- **ACTION ITEM**
Filter the records for lines holding the string "Windows".

(Stored data entries)
PR #1367, opened 2026-08-31
Add a fuzz target for the RESP reply reader

HuzaifaAbdulRehman:
The reply reader parses bytes the server controls, and it is where
CVE-2021-32765 lived, but it has never been fuzzed. The only harness this
repo carried drove `redisFormatCommand`, and #1295 removed it for good
reason: fuzzing a variadic function with no arguments violates its
contract, so the defects it reported were not defects.

Feeding `redisReaderFeed` has no such problem. Every input is a byte
sequence some server could send.

Two details worth reviewing. The first input byte selects a fragment size,
so replies arrive split across feeds and the incremental parser is
exercised, not just the case where a whole reply lands in one read. And
`maxelements` is capped at 1024, so a header like `*4294967295` reports a
protocol error rather than an out-of-memory that says nothing about the
parser.

Compiles clean under the Makefile's `-Werror -Wall -Wextra -pedantic`.
Ran 1,181,040 executions under libFuzzer and ASan at 7,821 exec/s with no
crashes, growing a 9-file seed corpus to 874.

`projects/hiredis/build.sh` in oss-fuzz still compiles the file #1295
deleted, so those builds have failed since April 2025. I will send the
matching change there once this lands.

---

> [!NOTE]
> **Low Risk**
> Adds fuzz-only code with no changes to the reply parser or library runtime behavior.
> 
> **Overview**
> Adds **`fuzzing/reply_reader_fuzzer.c`**, a libFuzzer harness that drives **`redisReaderFeed`** / **`redisReaderGetReply`** on arbitrary byte streams—the same path server-controlled RESP takes before callers see replies.
> 
> The first input byte picks how large each feed chunk is so parsing is exercised incrementally, not only when a full reply arrives in one call. **`reader->maxelements`** is set to **1024** so huge multi-bulk counts surface as protocol errors instead of fuzzer OOM noise.
> 
> This replaces the gap left after the removed **`redisFormatCommand`** fuzzer and targets the reader area associated with past issues like CVE-2021-32765.
> 
> <sup>Reviewed by [Cursor Bugbot](https://cursor.com/bugbot) for commit a0a8ee08017774d06573914de925aaef7f4b3c8d. Bugbot is set up for automated code reviews on this repo. Configure [here](https://www.cursor.com/dashboard/bugbot).</sup>


HuzaifaAbdulRehman:
Hi @michael-grunder, could you take a look when you have a chance? I’m happy to make any changes needed.

michael-grunder:
I'm a fan of fuzzing so I don't see a downside.

Right now the way the chunk selection works the fuzzer picks one chunk size and then uses that until it runs out of data

You could use a little RNG helper

```c
/* Marsaglia's xorshift32. The state must be nonzero. */
static uint32_t fuzzRandom(uint32_t *state) {
    uint32_t x = *state;
    x ^= x << 13;
    x ^= x >> 17;
    x ^= x << 5;
    return *state = x;
}
```

HuzaifaAbdulRehman:
Implemented the deterministic xorshift32 chunk sequence and added a small RESP2/RESP3 seed corpus under `fuzzing/corpus/reply_reader`. The update is in `588f686`.

PR #1374, opened 2026-09-17
Drain Linux socket error queue after nonblocking reads

swills:
## Summary

- check `SO_ERROR` after a nonblocking `recv()` returns `EWOULDBLOCK`
- drain Linux extended socket errors that keep `POLLERR`/`EPOLLERR` asserted
- add regressions for the Linux error queue and nonblocking Unix sockets

## Problem

On Linux, an entry in a socket's extended error queue can keep `POLLERR`/`EPOLLERR` asserted after a normal `recv()` returns `EWOULDBLOCK`. Hiredis previously returned a recoverable no-data result without clearing that condition, allowing a level-triggered event loop to spin while the connection remained usable.

Checking `SO_ERROR` alone is insufficient: it can be zero while an extended error-queue entry still asserts error readiness.

## Fix

After `EWOULDBLOCK`, hiredis now reports a nonzero `SO_ERROR` as `REDIS_ERR_IO`. On Linux IP sockets, it then drains `MSG_ERRQUEUE` without blocking before returning the existing no-data result.

The drain is handled in `redisNetRead()` so all event adapters receive consistent behavior. It is limited to 1024 attempts per callback to avoid unbounded work if errors are continuously replenished; exhaustion fails the connection instead of leaving it in a busy loop.

Non-IP sockets, including Unix-domain sockets, skip the Linux-specific drain.

## Testing

The regression uses UDP loopback with `IP_RECVERR` because it produces the relevant Linux error-queue state deterministically and without privileged network setup.

- original implementation fails the regression on Linux amd64 and arm64
- patched implementation passes on both architectures
- Unix-socket regression passes on both architectures
- FreeBSD `gmake check`: `ALL TESTS PASSED (1 skipped)`
- all nine fork CI jobs passed, including Linux with Valgrind, FreeBSD, macOS, Windows/Cygwin, and multiple CMake versions

Related: redis/redis#9956

CI: https://github.com/swills/hiredis/actions/runs/35226833890

---

> [!NOTE]
> **Medium Risk**
> Changes core I/O behavior for all non-blocking reads on Linux IP sockets; mis-handling could surface new errors or affect event-loop latency, though scope is limited to the EWOULDBLOCK path with a bounded drain.
> 
> **Overview**
> Fixes **non-blocking read spin** on Linux when `recv()` returns `EWOULDBLOCK` but the socket still reports error readiness because of a queued extended error.
> 
> **`redisNetRead()`** now treats non-blocking `EWOULDBLOCK` separately from `EINTR`. On that path it reads **`SO_ERROR`** and fails the connection if it is non-zero. On Linux IPv4/IPv6 sockets it then **drains the socket error queue** via non-blocking `recvmsg(..., MSG_ERRQUEUE)` (capped at 1024 entries) before returning the usual “no data yet” `0`, so level-triggered `poll`/`epoll` loops stop re-firing on a healthy idle connection.
> 
> Adds regressions: a Linux UDP/`IP_RECVERR` case that asserts `POLLERR` clears after read, and a Unix socket case that non-blocking read still returns `0` without error when idle.
> 
> <sup>Reviewed by [Cursor Bugbot](https://cursor.com/bugbot) for commit c63297bca15387be32437f8802dfa3c63b8276c1. Bugbot is set up for automated code reviews on this repo. Configure [here](https://www.cursor.com/dashboard/bugbot).</sup>


michael-grunder:
Thanks for the PR

I particularly familiar with Linuxs' extended error queue so read what I could find in the man pages. As far as I can tell the queue is opt-in and AFAIK redis-sentinel doesn't to do that.

So if this is the root cause o sentinel spinning the question Is how is the queue getting enabled in the first place.

As for the PR itself. It adds three additional syscalls per `EWOULDBLOCK` so at the very least would have to be opt-in like our other options.

swills:
> I particularly familiar with Linuxs' extended error queue so read what I could find in the man pages. As far as I can tell the queue is opt-in and AFAIK redis-sentinel doesn't to do that.

You're right. The evidence that led me here was a local `strace` of an affected Sentinel. It repeatedly showed `epoll_wait()` returning `EPOLLERR` for established TCP sockets, followed by `recvfrom()` returning `EAGAIN` and `SO_ERROR` reading as zero.

I inferred that a nonempty error queue was sustaining `EPOLLERR`, but I did not directly observe a queued record or establish how the queue would have been populated. I have now rechecked the Sentinel/hiredis socket setup and found no use of `IP_RECVERR`, `IPV6_RECVERR`, `SO_TIMESTAMPING`, `MSG_ZEROCOPY`, or another identified queue-producing option. The UDP regression demonstrates the drain behavior only for a socket that explicitly enables `IP_RECVERR`; it does not establish the production TCP path.

The PR therefore overstates the root cause, and the additional syscalls on every nonblocking `EWOULDBLOCK` are not justified as unconditional hiredis behavior. I'll close this pending direct evidence of the queued data and its producer. Thanks for catching this.

PR #1375, opened 2026-09-17
Drain Linux socket error queue after nonblocking TCP connect

swills:
## Summary

- drain the Linux socket error queue while a TCP connection is pending and after it completes
- prevent a stale connect-time error from keeping `POLLERR`/`EPOLLERR` asserted
- add a deterministic regression that verifies the connection remains usable

## Problem

Linux can queue an ICMP connection error while a TCP socket is still in SYN state, even when the connection subsequently succeeds. The observed error had `ee_errno == ECONNREFUSED` and remained in `sk_error_queue` after the socket became established.

This does not rely on `IP_RECVERR` being enabled. Linux queued the observed error during the TCP connection attempt, and the regression explicitly verifies that `IP_RECVERR` is disabled.

The stale queue entry keeps `POLLERR`/`EPOLLERR` asserted while `SO_ERROR` is zero and normal `recv()` calls return `EAGAIN`. A level-triggered event loop can therefore dispatch the socket continuously without making progress.

## Fix

During Linux TCP connection establishment, redisCheckConnectDone() now drains MSG_ERRQUEUE before returning either pending or successful completion. Blocking API connections are included because hiredis temporarily uses a nonblocking descriptor while connecting; if such a connection remains pending after an error-queue wakeup, redisContextWaitReady() re-polls using the remaining original timeout. Unix sockets, user-provided file descriptors, and non-Linux platforms retain their existing behavior.

The drain uses `MSG_DONTWAIT`, retries `EINTR`, stops when the queue is empty, and preserves the caller's `errno`. It runs only for library-managed TCP connections. Unix sockets, user-provided file descriptors, and non-Linux platforms retain their existing behavior.

Handling the queue at connect completion clears the stale condition before the async context is marked connected and begins normal command processing.

## Testing

The Linux regression uses software TX timestamping to create the same `sk_error_queue` occupancy condition deterministically, without raw sockets or an ICMP timing race. It then disables timestamping and verifies that:

- `IP_RECVERR`, `SO_TIMESTAMPING`, and `SO_ERROR` are zero
- normal `recv()` returns `EAGAIN`
- `EPOLLERR` remains asserted while the queue entry exists
- successful connect completion clears `EPOLLERR`
- the established connection remains usable and parses `PONG`

The regression failed before the fix and passed afterward.

- Linux amd64: 181 tests passed, 0 skipped
- Linux arm64: 181 tests passed, 0 skipped
- FreeBSD strict C99 compilation and hiredis tests passed
- all nine fork CI jobs passed, including Ubuntu, Rocky Linux with Valgrind, FreeBSD, macOS, Windows/Cygwin, and four CMake versions

Related: redis/redis#9956

CI: https://github.com/swills/hiredis/actions/runs/35277083630

---

> [!NOTE]
> **Medium Risk**
> Changes nonblocking TCP connect completion on Linux, which async clients rely on via `redisCheckConnectDone`, but scope is limited to Linux TCP and other platforms/paths are unchanged.
> 
> **Overview**
> Fixes a Linux-only async networking bug where a **stale socket error queue entry** can leave `EPOLLERR`/`POLLERR` set after a nonblocking TCP connect succeeds, starving level-triggered event loops even though `SO_ERROR` is clear and reads return `EAGAIN`.
> 
> On **Linux TCP** connections, `redisCheckConnectDone()` now drains `MSG_ERRQUEUE` via a new `redisDrainSocketErrorQueue()` helper (non-blocking, `EINTR`-safe, preserves `errno`). Blocking connect waiting in `redisContextWaitReady()` was refactored to **re-poll and re-check completion** until the connect finishes or the timeout elapses, instead of treating a single `poll` wakeup as final.
> 
> Adds a **Linux regression** in `test.c` that uses software TX timestamping to populate the error queue deterministically, then asserts connect completion clears `EPOLLERR` and the socket can still read `PONG`.
> 
> <sup>Reviewed by [Cursor Bugbot](https://cursor.com/bugbot) for commit 1083fa3b1e0e202f8afdfdc3177eac0830a8e85d. Bugbot is set up for automated code reviews on this repo. Configure [here](https://www.cursor.com/dashboard/bugbot).</sup>


swills:
Additional upstream context: The need for this workaround is caused by a Linux kernel bug: IPv4 TCP sockets receive extended-error-queue entries during connection establishment even when hiredis has not enabled `IP_RECVERR`. This behavior was introduced by Linux commit [`45af29ca761c`](https://github.com/torvalds/linux/commit/45af29ca761c275e350cca659856bc56f1035ef9), whose commit message says `IP_RECVERR` should be required, but the IPv4 path omitted that check. Eric Dumazet [proposed adding the missing check in April 2024](https://lists.openwall.net/netdev/2024/04/17/288), but the patch was not merged after [the subsequent discussion](https://lists.openwall.net/netdev/2024/04/18/444). Because the kernel fix was never merged, no upstream Linux release corrects the behavior, so the hiredis workaround cannot be gated on a fixed kernel version.

michael-grunder:
Wow what a great find!

This sentinel 100% CPU issue has been a pain point for years but no one could ever track down why. Kernel bug sure would do it :smile:

Since there not as of yet a way to gate it based on kernel the only prudent thing would be to merge the fix. Also iit's far less impactful to do this housekeeping on connect than doing it every `recv`.

I will play around the PR over the weekend and merge.

@uglide This may solve a years long redis-sentinel 100% CPU bug.

michael-grunder:
Should we also drain in the `EALREADY/EWOULDBLOCK` branch? I suppose a pending error would keep triggering the event loop. It's not really critical since it would only spin untill the connection succeeds or fails but might be worth doing.

net.c
```diff
@@ -360,15 +377,22 @@ int redisCheckConnectDone(redisContext *c, int *completed) {
...
         *completed = 0;
         return REDIS_OK;
     default:
         return REDIS_ERR;
     }
+
+connected:
+    *completed = 1;
+#ifdef __linux__
+    if (c->connection_type == REDIS_CONN_TCP && !(c->flags & REDIS_BLOCK))
```
michael-grunder:
```suggestion
    if (c->connection_type == REDIS_CONN_TCP)
```

Apparently blocking is not immune.

test.c
```diff
@@ -1082,6 +1092,149 @@ static void test_blocking_connection_errors(void) {
...
+    peer_fd = accept(listener_fd, NULL, NULL);
+    assert(peer_fd != -1);
+
+    epoll_fd = epoll_create1(EPOLL_CLOEXEC);
+    assert(epoll_fd != -1);
+    event.events = EPOLLIN;
+    event.data.fd = context->fd;
+    assert(epoll_ctl(epoll_fd, EPOLL_CTL_ADD, context->fd, &event) == 0);
+    assert(setsockopt(context->fd, SOL_SOCKET, SO_TIMESTAMPING,
+                      &timestamping, sizeof(timestamping)) == 0);
```
michael-grunder:
```suggestion
    count = setsockopt(context->fd, SOL_SOCKET, SO_TIMESTAMPING,
                      &timestamping, sizeof(timestamping));
    if (count == -1 && errno == ENOPROTOOPT) {
        test("Nonblocking connect error queue (SO_TIMESTAMPING unavailable): ");
        test_skipped();
        goto cleanup;
    }
    assert(count == 0);
```

I think this is QEMU not supporting the feature

swills:
> Should we also drain in the `EALREADY/EWOULDBLOCK` branch? I suppose a pending error would keep triggering the event loop. It's not really critical since it would only spin untill the connection succeeds or fails but might be worth doing.

Good point. Added this in 055752d: pending nonblocking TCP connects now drain the error queue before returning completed == 0, preventing the queued error from repeatedly waking the event loop while the handshake continues.

net.c
swills: Agreed that blocking mode is not immune. Hiredis temporarily makes blocking TCP connections nonblocking during `connect()`, so I removed the `REDIS_BLOCK` exclusion in `975fdf0`.

I made one additional change rather than applying the suggestion alone: when an error-queue wakeup occurs while a blocking connect is still pending, `redisContextWaitReady()` previously treated `completed == 0` as failure. `SO_ERROR` is zero after the drain, so `redisCheckSocketError()` would substitute the preserved `EALREADY`/`EWOULDBLOCK`. It now re-polls using the remaining original timeout instead. The regression also verifies that completion with `REDIS_BLOCK` clears `EPOLLERR`.

test.c
swills: Agreed. Added the `ENOPROTOOPT` capability skip in `1083fa3`, with a shared cleanup path; other `setsockopt()` errors still fail the test. I verified both the supported path and a forced `ENOPROTOOPT` path on native amd64 and arm64 Linux.

michael-grunder (approved):
LGTM. I'll give the Redis guys time to weigh in but don't see any blockers myself.

michael-grunder:
I see there is a subsequent fix we need too? Unless anyone has objections I'll merge this one and then go through the second PR.

sundb:
@swills Because we need to pick this fix to old version, can you pick this PR to redis?

PR #35, opened 2016-09-29
Added lint-staged with autofix eslint config

okonet:
It will automatically fix eslint errors in pre-commit hook. It will also not allow commit code with eslint errors.


mxstbr:
Sure, LGTM

PR #37, opened 2016-09-30
e2e testing

mxstbr:
Added e2e testing, verifying that our public API works as expect.

Some tests don't pass, even though they are verifying that certain should be happening in the way we think they are – @geelen please take a look at all the `it.skip`s here!


src/models/ComponentStyle.js
```diff
@@ -32,21 +31,17 @@ export default class ComponentStyle {
...
+    if (!inserted[hash]) {
+      const selector = toEmoji(hash)
+      inserted[hash] = selector
       const root = parse(`.${selector} { ${flatCSS} }`)
       postcssNested(root)
-      generated[selector] = root.toResult().css
+      this.insertedRule.appendRule(root.toResult().css)
     }
-    return selector
+    return inserted[hash]
```
mxstbr: Need to merge these changes before I can land #14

- **YOUR SOLUTION**
- all nine fork CI jobs passed, including Linux with Valgrind, FreeBSD, macOS, Windows/Cygwin, and multiple CMake versions
- all nine fork CI jobs passed, including Ubuntu, Rocky Linux with Valgrind, FreeBSD, macOS, Windows/Cygwin, and four CMake versions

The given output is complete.